# Connectionpools



## Hannes23 (11. Okt 2005)

Hallo,

ich gehe gerade meine ersten Schritte in Sachen Datenbankanbindung an MySQL über Java. Da ich mehere GUI-Fenster habe, deren Textfelder mit Datenbankinhalt gefüllt werden müssen, wird hier im Forum meist zu Connectionpools geraten. Ich weiß, dass es schon mehrere Threats dazu gibt, aber ich habe leider dabei nicht das richtige gefunden: Ich würde gerne wissen, wie ConnectionPooling funktioniert und ob es vielleicht im Netz irgendwo Beispiele ohne Benutzung von Tomcat gibt (ich programmiere eine Standalone Anwendung und keine Web-Anwendung).

Danke, Hannes



Umgebung:
SuSE Linux 9.2
MySQL Connector/J 3.1.10
MySQL 4.0.21
Java version "1.4.2_08"


----------



## bronks (12. Okt 2005)

Schau da: http://jakarta.apache.org/commons/dbcp/

Ganz unten findest Du einen Link zu den Examples. Dort wird gezeigt, wie man das ohne Tomcat macht.


----------



## Bleiglanz (12. Okt 2005)

Bei einer Standalone App bringt ein Connectionpool erst mal gar nichts - ausser Programmierkomfort, weil du wahrscheinlich eh nur eine Verbindung brauchst

size = 0: dann wird sie jedesmal beim close abgebaut und neu wieder aufgebaut, das kannst du auch von Hand (ist bei stark belasteten DB-Hosts nötig)

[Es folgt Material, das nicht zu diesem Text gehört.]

PR #2943, opened 2026-09-18
Workflow timeline: load process logs by invitation id instead of by venue prefix

melisabok:
## Motivation

The workflow timeline loaded the process logs of the whole venue:

```js
api.getAll(
  '/logs/process',
  { invitation: `${groupId}.*`, select: 'id,sdate,edate,invitation,status,log' },
  { resultsKey: 'logs' }
)
```

That regex matches every log of the venue, including one per submission for each invitation with a
process function — `ICLR.cc/2027/Conference/Submission1234/-/Official_Review` and the like. ICLR 2027
has 40k submissions, so the timeline pages hundreds of thousands of logs into the browser on every
load, and again after every workflow event.

The timeline never shows any of them. It only renders a log status for the invitations that have date
process functions (`EditInvitationProcessLogStatus` is rendered when `invitation.dateprocesses?.length
> 0`), and it only reads two things per invitation: whether there is a running log, and the last
finished one.

### `components/group/WorkflowInvitations.js`

- `loadProcessLogs` now takes the invitation ids to load and queries them one at a time by exact id
  (`{ invitation: <id> }`), instead of one paged prefix query for the venue. The exact id is also what
  the `{ invitation: 1, status: 1 }` index on the logs collection is built for.
- The ids are the invitations shown in the timeline that have date process functions, collected right
  after the invitations load and kept in `processLogInvitationIdsRef`:

  ```js
  processLogInvitationIdsRef.current = filteredInvitations.flatMap((p) =>
    p.dateprocesses?.length > 0 ? p.id : []
  )
  ```

  This means the logs can no longer be fetched in the same `Promise.all` as the invitations — they are
  loaded right after `filterWorkflowInvitations`, before the invitations are formatted, so
  `formatWorkflowInvitation` still gets the logs it needs for the section class.
- The results keep the existing client-side `orderBy(logs, ['edate'], ['desc'])`. A running log has no
  `edate` yet and lodash sorts `undefined` first in a `desc` sort, so a running log still takes
  precedence over the last finished log of the same invitation, exactly as before.
- The workflow event handler no longer reloads everything. The `date-process-updated` payload carries
  the `invitation` the log belongs to, so the ids reported since the last refresh accumulate in
  `pendingLogInvitationIdsRef` and only those are re-queried when the 5s debounce fires. Events for
  invitations the timeline does not track (the per-submission ones) are ignored, and the logs of the
  other invitations are kept as they are.

## Behavior notes

- `getSectionClass` marks a non-stage invitation `section-active` when it has a running log. It now
  only sees the logs of the invitations with date process functions, so a timeline invitation without
  them no longer turns active because of an unrelated edit process log.
- Each query returns that invitation's logs up to the API's default page limit (1000) rather than a
  single row. For a date process invitation that is normally a handful of logs, but an invitation that
  also has an edit process function — `/-/Submission` gets one log per submission — still returns up to
  1000 rows. Cutting that down needs a `limit` on the query plus a way to ask the API for date process
  logs only: a running log has no `edate`, so it sorts last server side and a plain `limit` would drop
  it.

## Tests

- `unitTests/WorkflowInvitations.test.js` (new):
  - the logs are queried once per invitation with date processes, by exact id, and never through a
    prefix `getAll`;
  - a running log is shown instead of the last finished log of the same invitation;
  - a workflow event refreshes only the invitation it reports;
  - a workflow event for an invitation that is not in the timeline is ignored.
- All four fail against the previous implementation.
- Full unit suite passes: 84 suites, 796 passed, 2 skipped.


components/group/WorkflowInvitations.js
```diff
@@ -1086,8 +1115,15 @@ const WorkFlowInvitations = ({ group }) => {
 
   useEffect(() => {
     if (!events) return
+    const eventInvitationId = events.data?.invitation
```
xkopenreview: i think api will always send invitation

components/group/WorkflowInvitations.js
xkopenreview, line 1065: the logs here is only used to check running status of of run invitations
i think maybe it's fine to show it inaccurately at first load? so that the wait on loadProcessLogs can be dropped

components/group/WorkflowInvitations.js
```diff
@@ -674,6 +674,10 @@ const WorkFlowInvitations = ({ group }) => {
   const [missingValueInvitationIds, setMissingValueInvitationIds] = useState([])
   const events = useSocket('venue/workflow', ['date-process-updated'], { venueid: groupId })
   const workflowInvitationsRef = useRef({})
+  // Ids of the invitations the process logs are loaded for, and the ids reported by the
+  // workflow events since the last refresh.
+  const processLogInvitationIdsRef = useRef([])
+  const pendingLogInvitationIdsRef = useRef(new Set())
```
xkopenreview: i would considering renaming the refs
it's a bit confusing with the comments

xkopenreview: some rename ideas ai suggested
processLogInvitationIdsRef => invitationIdsWithLogsRef 
pendingLogInvitationIdsRef => pendingRefreshIdsRef

components/group/WorkflowInvitations.js
xkopenreview: discussed this with Melisa
better to show accurate active status of run invitations at first load
also with changes in this pr there won't be many invitations to load so drop this

melisabok:
@xkopenreview all the feedback has been addressed

xkopenreview (approved):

size = 1: dann ist eine permanent offen, und das kannst du auch ohne Pool

size > 1: wozu??

bauchen könntest du das nur, wenn du Multithreaded mehrere Verbindungen benötigst, aber das ist dann mit oder ohne Pool ein Alptraum...


----------



## Hannes23 (19. Okt 2005)

Danke für euere Antworten (und sorry, dass ich mich erst jetzt wieder melde)!

@Bleiglanz:

Mhmm...ok, dann werd ich es wohl mal ohne Connection-Pool versuchen - ist mir ja auch lieber wenn es ohne geht. Bin nur grad am überlegen wie ich das aufbaue. Meine Idee wäre jetzt gewesen eine Datenbankklasse zu entwickeln, in der ich eine Funktion habe, mit ich die DB-Verbindung aufbaue, eine mit der ich sie schließe (die dann beim Verlassen des Programms aufgerufen wird) und eben eine für meine Abfragen.

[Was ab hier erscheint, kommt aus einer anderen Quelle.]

PR #1, opened 2020-09-15
Add TRITONBACKEND_BackendArtifacts

deadeyegoodwin:


deadeyegoodwin:
@Tabrizian  This change adds the TRITONBACKEND API that allows the backend to find the directory its shard library is from. You will need to use this to find the other python backend artifacts (like startup.py).

Tabrizian:
@deadeyegoodwin I will use this API to remove the hard-coded paths in Python backend.

Tabrizian (dismissed):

-Klingt der Aufbau so vernünftig?
-Ich müsste dann ja irgendwie mein Connection-Objekt golbal machen (damit ich von der Funktion Close_DB auf das Connection-Objekt der Open_DB zugreifen kann...ist das möglich oder gibt es einen besseren Weg?

Danke, Hannes


----------



## Hannes23 (22. Okt 2005)

Mhmm...hat jetzt eigentlich nicht mehr viel mit dem eigentlichen Thema zu tun - ich werde dafür einen neuen Threat aufmachen....


----------